START SOURCE MATERIAL

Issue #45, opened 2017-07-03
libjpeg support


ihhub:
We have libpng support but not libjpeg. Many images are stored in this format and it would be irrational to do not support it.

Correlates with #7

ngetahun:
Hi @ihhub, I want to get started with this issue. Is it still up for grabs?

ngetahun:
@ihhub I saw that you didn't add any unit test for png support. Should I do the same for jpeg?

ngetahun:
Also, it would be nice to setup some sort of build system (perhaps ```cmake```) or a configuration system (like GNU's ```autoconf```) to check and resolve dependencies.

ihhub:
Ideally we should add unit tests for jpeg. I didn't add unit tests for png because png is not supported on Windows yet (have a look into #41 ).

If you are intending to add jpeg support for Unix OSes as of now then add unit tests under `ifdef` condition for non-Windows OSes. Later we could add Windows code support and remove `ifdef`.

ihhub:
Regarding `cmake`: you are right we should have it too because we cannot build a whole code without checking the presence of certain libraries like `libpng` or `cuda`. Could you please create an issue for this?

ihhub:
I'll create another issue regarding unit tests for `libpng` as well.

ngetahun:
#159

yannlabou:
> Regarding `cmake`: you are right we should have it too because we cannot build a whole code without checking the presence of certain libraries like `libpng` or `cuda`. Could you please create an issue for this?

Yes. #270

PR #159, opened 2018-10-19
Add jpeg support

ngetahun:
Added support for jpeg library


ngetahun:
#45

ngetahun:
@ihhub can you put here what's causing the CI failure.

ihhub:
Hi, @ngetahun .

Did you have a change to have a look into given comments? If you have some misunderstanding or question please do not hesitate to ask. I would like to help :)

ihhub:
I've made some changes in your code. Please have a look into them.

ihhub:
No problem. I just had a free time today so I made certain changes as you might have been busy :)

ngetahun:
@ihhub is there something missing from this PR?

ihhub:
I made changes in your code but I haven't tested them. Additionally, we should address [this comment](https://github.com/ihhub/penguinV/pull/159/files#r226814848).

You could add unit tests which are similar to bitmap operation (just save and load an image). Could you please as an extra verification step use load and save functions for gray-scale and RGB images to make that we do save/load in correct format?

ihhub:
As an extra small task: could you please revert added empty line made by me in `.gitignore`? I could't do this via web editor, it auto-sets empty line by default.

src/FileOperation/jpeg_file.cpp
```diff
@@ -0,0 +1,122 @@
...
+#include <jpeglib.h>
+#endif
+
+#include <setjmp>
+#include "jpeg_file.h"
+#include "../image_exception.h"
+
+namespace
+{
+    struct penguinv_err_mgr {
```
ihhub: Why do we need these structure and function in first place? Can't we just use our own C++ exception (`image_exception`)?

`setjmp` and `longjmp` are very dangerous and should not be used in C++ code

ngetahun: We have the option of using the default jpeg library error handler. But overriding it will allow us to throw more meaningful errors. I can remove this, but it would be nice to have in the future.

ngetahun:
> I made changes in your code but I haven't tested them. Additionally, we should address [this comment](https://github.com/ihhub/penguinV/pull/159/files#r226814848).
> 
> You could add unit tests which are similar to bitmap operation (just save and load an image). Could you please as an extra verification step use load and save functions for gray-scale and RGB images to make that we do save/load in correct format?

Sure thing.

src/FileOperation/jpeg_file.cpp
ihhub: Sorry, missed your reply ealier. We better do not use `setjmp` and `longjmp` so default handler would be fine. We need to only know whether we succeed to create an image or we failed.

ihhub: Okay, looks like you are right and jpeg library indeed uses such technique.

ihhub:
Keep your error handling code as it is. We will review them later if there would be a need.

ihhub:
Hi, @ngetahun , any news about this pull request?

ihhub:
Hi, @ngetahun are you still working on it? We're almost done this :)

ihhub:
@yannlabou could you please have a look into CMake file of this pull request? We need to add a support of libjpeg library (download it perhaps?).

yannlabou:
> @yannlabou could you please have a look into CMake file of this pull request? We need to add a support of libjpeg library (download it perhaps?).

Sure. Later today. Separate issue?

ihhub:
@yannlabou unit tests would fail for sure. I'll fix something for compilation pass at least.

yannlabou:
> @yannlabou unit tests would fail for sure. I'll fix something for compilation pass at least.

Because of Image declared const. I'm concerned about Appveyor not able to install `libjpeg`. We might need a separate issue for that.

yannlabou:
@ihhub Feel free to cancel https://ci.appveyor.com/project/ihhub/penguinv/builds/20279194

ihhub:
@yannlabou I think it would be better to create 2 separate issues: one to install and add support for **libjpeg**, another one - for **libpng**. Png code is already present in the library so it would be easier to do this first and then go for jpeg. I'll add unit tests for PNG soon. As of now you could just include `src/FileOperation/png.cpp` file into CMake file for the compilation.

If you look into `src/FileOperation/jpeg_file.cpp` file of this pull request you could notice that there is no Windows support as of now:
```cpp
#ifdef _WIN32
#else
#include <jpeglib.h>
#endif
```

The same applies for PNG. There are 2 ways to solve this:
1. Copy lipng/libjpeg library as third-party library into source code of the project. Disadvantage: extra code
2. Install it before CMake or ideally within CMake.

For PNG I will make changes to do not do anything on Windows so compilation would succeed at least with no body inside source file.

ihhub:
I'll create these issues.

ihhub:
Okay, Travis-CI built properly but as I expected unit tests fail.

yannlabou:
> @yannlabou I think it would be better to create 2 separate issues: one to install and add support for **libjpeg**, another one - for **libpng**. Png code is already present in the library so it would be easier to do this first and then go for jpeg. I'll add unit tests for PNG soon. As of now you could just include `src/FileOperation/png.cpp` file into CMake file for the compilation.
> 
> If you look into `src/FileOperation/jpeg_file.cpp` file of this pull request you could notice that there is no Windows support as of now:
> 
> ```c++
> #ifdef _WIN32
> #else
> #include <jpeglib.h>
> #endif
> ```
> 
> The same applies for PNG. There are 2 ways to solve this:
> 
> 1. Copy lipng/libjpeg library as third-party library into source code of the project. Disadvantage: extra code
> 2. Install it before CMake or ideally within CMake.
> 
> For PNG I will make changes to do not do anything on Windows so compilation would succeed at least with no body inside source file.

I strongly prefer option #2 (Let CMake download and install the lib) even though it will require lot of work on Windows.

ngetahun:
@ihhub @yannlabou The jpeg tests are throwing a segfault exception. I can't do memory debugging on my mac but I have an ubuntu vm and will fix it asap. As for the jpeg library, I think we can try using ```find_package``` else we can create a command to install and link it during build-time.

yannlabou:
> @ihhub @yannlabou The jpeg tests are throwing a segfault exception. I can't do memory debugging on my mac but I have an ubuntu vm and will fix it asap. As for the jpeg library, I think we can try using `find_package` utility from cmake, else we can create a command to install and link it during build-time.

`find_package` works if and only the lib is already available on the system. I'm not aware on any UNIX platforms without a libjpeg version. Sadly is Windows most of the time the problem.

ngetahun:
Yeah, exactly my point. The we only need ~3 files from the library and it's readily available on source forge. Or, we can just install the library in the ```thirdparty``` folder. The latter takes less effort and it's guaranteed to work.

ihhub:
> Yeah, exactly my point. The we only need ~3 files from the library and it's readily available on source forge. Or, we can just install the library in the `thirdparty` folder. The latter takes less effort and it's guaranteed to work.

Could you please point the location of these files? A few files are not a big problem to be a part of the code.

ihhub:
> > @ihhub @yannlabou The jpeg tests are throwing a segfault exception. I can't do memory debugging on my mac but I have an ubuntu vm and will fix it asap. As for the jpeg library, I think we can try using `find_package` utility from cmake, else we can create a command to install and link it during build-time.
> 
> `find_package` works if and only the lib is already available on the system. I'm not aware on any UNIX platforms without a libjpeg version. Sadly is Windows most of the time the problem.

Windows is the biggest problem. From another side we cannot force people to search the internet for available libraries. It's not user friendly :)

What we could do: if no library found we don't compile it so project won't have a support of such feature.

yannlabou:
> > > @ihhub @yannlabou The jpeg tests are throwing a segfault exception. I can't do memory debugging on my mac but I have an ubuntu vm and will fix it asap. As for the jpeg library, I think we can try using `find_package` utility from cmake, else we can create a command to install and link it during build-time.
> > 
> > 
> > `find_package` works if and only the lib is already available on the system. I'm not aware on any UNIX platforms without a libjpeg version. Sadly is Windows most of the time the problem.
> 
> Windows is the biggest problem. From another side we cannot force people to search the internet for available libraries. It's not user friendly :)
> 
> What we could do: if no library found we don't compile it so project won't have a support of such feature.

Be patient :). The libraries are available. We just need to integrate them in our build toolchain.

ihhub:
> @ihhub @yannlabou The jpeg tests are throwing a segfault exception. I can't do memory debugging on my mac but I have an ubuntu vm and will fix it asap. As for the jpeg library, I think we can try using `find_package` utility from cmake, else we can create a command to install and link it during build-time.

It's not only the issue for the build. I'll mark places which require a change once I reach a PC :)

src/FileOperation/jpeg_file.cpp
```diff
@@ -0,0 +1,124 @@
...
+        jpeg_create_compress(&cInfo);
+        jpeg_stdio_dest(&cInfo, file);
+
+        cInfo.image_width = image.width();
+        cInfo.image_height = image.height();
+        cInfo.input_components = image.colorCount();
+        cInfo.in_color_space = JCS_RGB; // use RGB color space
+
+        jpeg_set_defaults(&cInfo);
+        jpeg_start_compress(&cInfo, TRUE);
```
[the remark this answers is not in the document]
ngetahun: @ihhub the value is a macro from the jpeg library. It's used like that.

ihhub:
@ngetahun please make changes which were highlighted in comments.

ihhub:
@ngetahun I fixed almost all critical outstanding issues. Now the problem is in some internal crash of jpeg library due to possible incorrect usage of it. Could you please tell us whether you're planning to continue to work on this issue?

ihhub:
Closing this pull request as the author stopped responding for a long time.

END SOURCE MATERIAL

**WHAT IS EXPECTED:**
For every line of the records that has the word "longjmp" in it, make a copy.

**THE ANSWER:**
`setjmp` and `longjmp` are very dangerous and should not be used in C++ code
ihhub: Sorry, missed your reply ealier. We better do not use `setjmp` and `longjmp` so default handler would be fine. We need to only know whether we succeed to create an image or we failed.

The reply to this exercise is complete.